Saturday, April 20, 2013


Miterrand, agora, é o "estilingue"


Pedro J. Bondaczuk


Ao que tudo indica, a melhor coisa que poderia ter acontecido ao presidente francês, François Mitterrand, foi a derrota do seu Partido Socialista nas eleições de março passado. Pode parecer paradoxal, mas depois disso, o seu prestígio somente cresceu, livre das preocupações e desgastes decorrentes das responsabilidades de governo.

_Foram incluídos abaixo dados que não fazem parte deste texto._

PR #4333, opened 2022-06-30
Clarify in the doc that ONNX should use rc as release candidate

jcwchen:
**Description**
Going forward, ONNX should always use `x.x.xrc1` as release candidates. Clarify it in the release document to prevent future confusion for release managers.

**Motivation and Context**
In the past ONNX releases, ONNX did not always use `x.x.xrc1` as release candidates, because some external code from partners do not handle non-numeric version number.  (For instance, 1.8.x and 1.9.x: https://test.pypi.org/project/onnx/#history)
 However, ONNX has used rc in VERSION_NUMBER for 2 recent releases (1.11 and 1.12), which did not cause any problem. Therefore, going forward ONNX should always use `x.x.xrc1` as release candidates.


jcwchen:
cc @garymm explicitly mentioning "ONNX should use rc for release candidates" in the release document should make your ORT PR https://github.com/microsoft/onnxruntime/pull/12039 more reliable.

garymm (approved):
I don't think it will make a difference for that code (it will handle a version string with or without any suffix), but seems OK either way.

docs/OnnxReleases.md
```diff
@@ -13,7 +13,7 @@ The ONNX project, going forward, will plan to release roughly on a four month ca
 * Before creating the release branch, increase `VERSION_NUMBER` in the main branch. The following files will be updated: [VERSION_NUMBER file](/VERSION_NUMBER) and
 [version.h](/onnx/common/version.h)
 
-* Please use a VERSION_NUMBER smaller than the target (release VERSION_NUMBER) and larger than the previous one to test TestPyPI before using the target VERSION_NUMBER. 
+* Please use VERSION_NUMBER with `rc` (e.g., `1.x.0rc1`) to test TestPyPI in advance before using the target VERSION_NUMBER for final release.
```
linkerzhang, line 16: Please use target VERSION_NUMBER with `rc` (e.g., `1.x.0rc1`) to test TestPyPI in advance before using it for final release.

gramalingam (approved):

PR #4351, opened 2022-07-08
Specify pairwise conversion behavior for the Cast op

yuanyao-nv:

**Description**
Add more details for conversion among numerical types for the Cast op

**Motivation and Context**
In the previous version of the spec for Cast, not much detail is given for out-of-range conversion among numerical types. Here we explicitly list all the pair-wise conversions and indicate when to expect undefined behavior.

Suggestions are welcome for conversions to/from string types, from people to whom string conversions are relevant.

### DIFF
--- a/docs/Changelog.md
+++ b/docs/Changelog.md
@@ -15023,6 +15023,22 @@ This version of the operator has been available since version 13 of the default 
   For example, a 64-bit float 3.1415926459 may be round to a 32-bit float 3.141592. Similarly, converting
   an integer 36 to Boolean may produce 1 because we truncate bits which can't be stored in the targeted type.
 
+  In more detail, the conversion among numerical types should follow these rules:
+
+  * Casting from floating point to:
+    * floating point: +/- infinity if OOR (out of range).
+    * fixed point: undefined if OOR.
+    * bool: +/- 0.0 to False; all else to True.
+  * Casting from fixed point to:
+    * floating point: +/- infinity if OOR. (+ infinity in the case of uint)
+    * fixed point: when OOR, discard higher bits and reinterpret (with respect to two's complement representation for
+  signed types). For example, 200 (int16) -> -56 (int8).
+    * bool: zero to False; nonzero to True.
+  * Casting from bool to:
+    * floating point: `{1.0, 0.0}`.
+    * fixed point: `{1, 0}`.
+    * bool: no change.
+
 #### Version
 
 This version of the operator has been available since version 13 of the default ONNX operator set.
--- a/docs/Operators.md
+++ b/docs/Operators.md
@@ -2497,6 +2497,22 @@ expect(node, inputs=[size], outputs=[y],
   For example, a 64-bit float 3.1415926459 may be round to a 32-bit float 3.141592. Similarly, converting
   an integer 36 to Boolean may produce 1 because we truncate bits which can't be stored in the targeted type.
 
+  In more detail, the conversion among numerical types should follow these rules:
+
+  * Casting from floating point to:
+    * floating point: +/- infinity if OOR (out of range).
+    * fixed point: undefined if OOR.
+    * bool: +/- 0.0 to False; all else to True.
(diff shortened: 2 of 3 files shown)


yuanyao-nv:
> Thanks for adding the details. It looks good to me ... the only unclear part is the int/uint to int/uint part: I don't fully understand what truncation means with regards to the sign bit, for example. In the case where the value is IN range, it is not a pure truncation because of the sign bit, right? Can the behavior wrt sign bit be clarified? Thanks!

@gramalingam For in-range conversions, there should be no ambiguity because the integer should be exactly representable in the new dtype. 
Are you referring to out-of-range? There, a non-sign bit in a longer int can be interpreted as the sign bit of a shorter int during truncation. For example, 200 (int16) -> -56 (int8)

gramalingam:
@yuanyao-nv : thanks for the clarification, it looks fine. Maybe it is worth adding a line clarifying that the truncation semantics is with respect to a two's complement representation for negative numbers?

gramalingam (approved):

yuanyao-nv:
@gramalingam I've added a sentence to specify two's complement. Please review again. Thanks.

docs/Changelog.md
```diff
@@ -15023,6 +15023,22 @@ This version of the operator has been available since version 13 of the default
   For example, a 64-bit float 3.1415926459 may be round to a 32-bit float 3.141592. Similarly, converting
   an integer 36 to Boolean may produce 1 because we truncate bits which can't be stored in the targeted type.
 
+  In more detail, the conversion among numerical types should follow these rules:
+
+  * Casting from float to:
+    * float: +/- infinity if OOR (out of range).
```
p-wysocki, line 15029: It would be great to specify that it's about a case of casting to a lower-bit float, it may look confusing at first.

gramalingam: I think @p-wysocki means replacing `float` by something like `{double, float, float16, bfloat16}` ... otherwise, a float-to-float conversion sounds confusing (if interpreted as float32).

yuanyao-nv: @gramalingam I see. How about we say "floating point" instead of "float". This should make it clear we are referring to all floating point formats.

gramalingam: Fine with me. If so, we could use fixed point instead of int, uint.

docs/Changelog.md
```diff
@@ -15023,6 +15023,22 @@ This version of the operator has been available since version 13 of the default
...
+    * int, uint: undefined if OOR.
+    * bool: +/- 0.0 to False; all else to True.
+  * Casting from int, uint to:
+    * float: +/- infinity if OOR. (+ infinity in the case of uint)
+    * int, uint: when OOR, discard higher bits and reinterpret with respect to two's complement representation. For
```
gramalingam, line 15034: Thanks for the change. Minor nit: may be add "for signed types" after "two's complement representation", since it is not meant for unsigned.

docs/Changelog.md
yuanyao-nv: I changed them to "floating point" and "fixed point" as suggested.

docs/Changelog.md
yuanyao-nv: Updated.

gramalingam (approved):

postrational (approved):

jcwchen (commented):
Hi @yuanyao-nv,
I can repro the git diff failure from the CI. Did you use `sh tools\update_doc.sh` to update `Operators.md` and `Changelog.md` instead of updating those docs manually?

yuanyao-nv:
> Hi @yuanyao-nv, I can repro the git diff failure from the CI. Did you use `sh tools\update_doc.sh` to update `Operators.md` and "Changelog.md" instead of updating those docs manually?

@jcwchen Thanks. Is it requirement to use `update_doc.sh`? For small changes I just edited manually. Let me try the script.

jcwchen (approved):

PR #4361, opened 2022-07-14
Set up black and isort

justinchuby:
**Description**

- Set up configurations for black and isort. The actual formatting will be in the following pr.
- Create github action to enforce style
- Fix CI errors when having a pyproject.toml file 
- Add lint dependencies to requirements-dev 

**Motivation and Context**

Standardize python code format

### DIFF
--- a/pyproject.toml
+++ b/pyproject.toml
@@ -1,0 +1,10 @@
+[tool.black]
+# extend-exclude needs to be a regular expression
+extend-exclude = "third_party/"
+target-version = ["py37", "py38", "py39", "py310"]
+
+[tool.isort]
+profile = "black"
+extend_skip_glob = [
+    "third_party/*",
+]
--- a/requirements-dev.txt
+++ b/requirements-dev.txt
@@ -9,6 +9,7 @@ jupyter
 pyzmq
 setuptools
 twine
+# Dependencies for linting. Versions match those in setup.py.
 flake8
 clang-format==13.0.0
 mypy==0.782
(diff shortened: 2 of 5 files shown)


jcwchen:
Reopen this PR to trigger CI

requirements-dev.txt
```diff
@@ -8,4 +8,8 @@ wheel
 jupyter
 pyzmq
 setuptools
-twine
\ No newline at end of file
+twine
+flake8
+clang-format==13.0.0
+mypy==0.782
+types-protobuf==3.18.4
```
jcwchen, line 15: Shall we add a comment saying that the formatter versions here are corresponding to the versions in setup.py?

pyproject.toml
```diff
@@ -0,0 +1,10 @@
+[tool.black]
+# extend-exclude needs to be a regular expression
+extend-exclude = "third_party/"
+target-version = ["py37", "py38", "py39", "py310"]
```
jcwchen, line 4: Just out of curiosity: is the target-version for Python here required? I just would like to reduce the duplicate work to add/remove Python versions in a lot of places if possible.

justinchuby: It not specified, black will assume the python version it is executed in, which may affect compatibility.

requirements-dev.txt
justinchuby: Done

jcwchen (approved):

Muitas das suas políticas, criticadas intensamente por aqueles para os quais elas se voltavam, ou seja, os trabalhadores, hoje estão sendo reavaliadas e seus críticos devem estar arrependidos de não terem outorgado uma nova vitória consagradora nas urnas ao PS.

O primeiro-ministro conservador, Jacques Chirac, até que teve uma trégua confortadora assim que assumiu a chefia do gabinete, em março passado. Não enfrentou nenhum confronto trabalhista até este mês e pôde empenhar todos os seus esforços na luta  contra o terrorismo. Nessa tarefa, frise-se, não teve grande sucesso. Afinal, nenhum dos responsáveis pela onda de atentados, que aterrorizou Paris, no mês de setembro passado, foi preso. Mesmo o país tendo se transformado numa autêntica "praça de guerra", tomado que foi por uma verdadeira neurose nacional antiterror.

Qualquer francês sabe, no entanto, que a criminalidade comum, aquela que não tem nenhuma conotação política, faz três vezes mais vítimas diariamente do que a onda de explosões que se verificou na cidade. E nem por isso o cerco aos marginais tem sido maior do que o trivial. Ou seja, Chirac aproveitou o infeliz episódio para colocar em prática aquilo que a extrema-direita vem apregoando há tempos: uma limitação à concessão de cidadania francesa, a imigrantes, em especial aos originários do Norte da África e do Oriente Médio.

Mas a trégua ao premier terminou a partir do momento em que o seu gabinete apresentou o infeliz projeto de reforma universitária em novembro, sem que fosse feita qualquer consulta à parte interessada. E acabou de uma forma dramática, da mesma maneira que o movimento que praticamente encerrou a carreira política de Charles De Gaule, na década de 60.

Paris voltou a viver o mesmo drama dos levantes de estudantes de 1968, só que com muito maior objetividade do que há 18 anos. As questões levadas às ruas foram bem mais objetivas agora do que naquele tempo. O movimento atual não teve conotações ideológicas, mas se caracterizou por exigências práticas, diretas, concretas, palpáveis. Os universitários, assim, forçaram Chirac a capitular pela primeira vez em 9 meses, forçando-o a retirar o projeto da Assembléia Nacional. E aumentando alguns pontinhos no prestígio de Mitterrand, que pôde ficar somente apreciando, de camarote, o desgaste do adversário, com o qual tem que conviver no mesmo governo.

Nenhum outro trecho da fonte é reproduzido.